WORK TASK:
Determine how many lines in the entries contain the word "printStackTrace", and give that number with no other text.

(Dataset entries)
※ ※ ※
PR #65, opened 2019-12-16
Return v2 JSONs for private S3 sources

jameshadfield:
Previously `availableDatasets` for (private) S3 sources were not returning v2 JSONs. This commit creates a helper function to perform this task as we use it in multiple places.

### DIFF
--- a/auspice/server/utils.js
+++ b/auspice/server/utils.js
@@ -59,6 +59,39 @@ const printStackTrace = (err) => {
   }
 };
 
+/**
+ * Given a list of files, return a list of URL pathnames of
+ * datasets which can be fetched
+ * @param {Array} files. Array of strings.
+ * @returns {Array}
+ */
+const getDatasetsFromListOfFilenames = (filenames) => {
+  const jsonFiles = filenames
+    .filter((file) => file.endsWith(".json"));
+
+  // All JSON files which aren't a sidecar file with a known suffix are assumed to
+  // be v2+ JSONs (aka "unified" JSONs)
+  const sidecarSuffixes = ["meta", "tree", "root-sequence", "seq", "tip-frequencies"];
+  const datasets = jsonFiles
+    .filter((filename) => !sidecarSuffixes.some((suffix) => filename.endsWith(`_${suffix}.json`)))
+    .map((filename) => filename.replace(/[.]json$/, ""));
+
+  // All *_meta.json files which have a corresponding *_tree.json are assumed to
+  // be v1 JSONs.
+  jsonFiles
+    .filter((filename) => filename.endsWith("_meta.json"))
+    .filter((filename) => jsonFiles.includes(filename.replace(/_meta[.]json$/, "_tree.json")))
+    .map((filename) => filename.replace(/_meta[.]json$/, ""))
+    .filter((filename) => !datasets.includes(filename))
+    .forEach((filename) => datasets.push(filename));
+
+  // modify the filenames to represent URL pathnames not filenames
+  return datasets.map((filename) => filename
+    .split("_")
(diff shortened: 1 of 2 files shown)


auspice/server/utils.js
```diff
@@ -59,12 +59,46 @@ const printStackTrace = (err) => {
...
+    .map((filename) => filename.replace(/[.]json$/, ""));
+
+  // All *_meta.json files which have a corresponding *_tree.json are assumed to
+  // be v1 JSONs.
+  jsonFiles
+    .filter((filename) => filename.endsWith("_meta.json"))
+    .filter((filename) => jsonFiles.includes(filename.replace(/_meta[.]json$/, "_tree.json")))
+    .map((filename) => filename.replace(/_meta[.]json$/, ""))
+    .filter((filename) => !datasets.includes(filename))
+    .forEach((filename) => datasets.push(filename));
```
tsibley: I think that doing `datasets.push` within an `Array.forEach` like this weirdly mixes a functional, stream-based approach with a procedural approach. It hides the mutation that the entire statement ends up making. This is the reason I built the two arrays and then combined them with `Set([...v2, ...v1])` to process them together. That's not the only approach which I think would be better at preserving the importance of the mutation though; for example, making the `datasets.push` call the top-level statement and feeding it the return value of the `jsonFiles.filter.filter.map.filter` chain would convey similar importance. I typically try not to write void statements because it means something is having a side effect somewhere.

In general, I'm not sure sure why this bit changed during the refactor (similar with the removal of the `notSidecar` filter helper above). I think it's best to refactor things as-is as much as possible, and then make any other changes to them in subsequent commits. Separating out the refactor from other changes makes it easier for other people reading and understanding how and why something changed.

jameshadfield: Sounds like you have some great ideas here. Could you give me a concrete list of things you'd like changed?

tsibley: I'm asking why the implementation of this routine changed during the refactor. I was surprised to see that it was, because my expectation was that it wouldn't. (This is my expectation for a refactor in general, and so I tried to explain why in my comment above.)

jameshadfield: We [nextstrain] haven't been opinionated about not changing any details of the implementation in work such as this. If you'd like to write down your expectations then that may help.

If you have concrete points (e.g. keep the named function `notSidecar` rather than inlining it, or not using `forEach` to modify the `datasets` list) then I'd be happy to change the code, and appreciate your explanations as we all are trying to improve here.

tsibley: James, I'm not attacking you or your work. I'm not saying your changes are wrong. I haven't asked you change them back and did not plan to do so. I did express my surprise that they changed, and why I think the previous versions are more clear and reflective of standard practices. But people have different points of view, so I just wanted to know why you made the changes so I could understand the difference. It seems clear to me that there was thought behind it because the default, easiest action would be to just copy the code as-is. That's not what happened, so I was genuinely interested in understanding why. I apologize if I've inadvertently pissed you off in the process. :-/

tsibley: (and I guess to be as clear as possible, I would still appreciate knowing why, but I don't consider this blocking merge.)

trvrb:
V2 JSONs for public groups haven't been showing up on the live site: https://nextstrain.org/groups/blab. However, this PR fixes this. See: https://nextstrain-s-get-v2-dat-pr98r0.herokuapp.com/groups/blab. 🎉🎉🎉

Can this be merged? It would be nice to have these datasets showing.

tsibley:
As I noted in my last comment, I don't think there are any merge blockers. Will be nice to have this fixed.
※ ※ ※
SOLUTION:
2